Today I compared Nous Hermes 2 Pro 7B with Gorilla LLM 7B, Raven v2 13B and Starling 7B.
did you try the Alpha version: TheBloke/Starling-LM-7B-alpha-AWQ
I can make a quant of the beta now if you like.
it is simple, as I just use the example script from the CasperHansen AutoAWQ repo.
OK, the 'Nexusflow/Starling-LM-7B-beta' model is in the AWQ quant queue now.
Would you know how to AWQ Starling-LM-7B-beta? It seem that it could be a better model still.
I just tested it at full bfloat16 and it doesn't seem to respond well, also it has a tiny context window (8192) compared to other Mistral fine tunes.

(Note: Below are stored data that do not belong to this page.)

PR #15, opened 2018-05-08
Record checker cleanup

ocsw:
More formatting consistency, also rename a variable that says IP but is actually arbitrary DNS data.

Fixes #

**Release note**:

```release-note

```


ocsw:
Moved from **https://github.com/spotify/gordon/pull/14** because I had some git problems separating commits that were supposed to be in separate PRs.

tests/unit/test_record_checker.py
```diff
@@ -172,5 +172,5 @@ def mock_resolve_query(mocker, get_mock_coro, record_checker_instance):
     with pytest.raises(exceptions.InvalidDNSHost) as e:
         record_checker.RecordChecker(dns_ip)
 
-    expected_msg = 'RecordChecker got invalid DNS server ip: 8.855.0.5'
+    expected_msg = 'RecordChecker got invalid DNS server IP: 8.855.0.5'
```
descent3me: This is fine, but since you're adding '.'s everywhere else, how about here, too?

descent3me:
Please squash with appropriate message, but otherwise looks good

"Nous Hermes 2 - Mistral 7B - DPO" is fine-tune originaly from Mistral-7B-v0.1 which has 8k token context. Only the newer Mistral-7B-v0.2 has 32k context.
I tried the EagleX on CPU today. Incredibly slow.
Just because the original Mistral model was limited to 16k context with a 4k sliding window, does not make fine-tune variants have the same limitations. This Nous Hermes 2 Pro handles up to 32k context.
I have only been able to use it with 16k context, due to a VRAM limitation. Maybe check some examples of LLlama with 128k context, to learn more about how these authors are widening the default context window.
This Starling quant is on it's way. uploading the AWQ now: https://huggingface.co/solidrust/Starling-LM-7B-beta-AWQ
Hermes-2-Pro-Mistral-7B is interesting, but I supect that for chat without functions DPO version will be better.
You were right, the Starling-LM-7B-beta-AWQ is not that good. It is very chatgpt like sounding and does not follow instructions. I am testing the Hermes-2-Pro-Mistral-7B.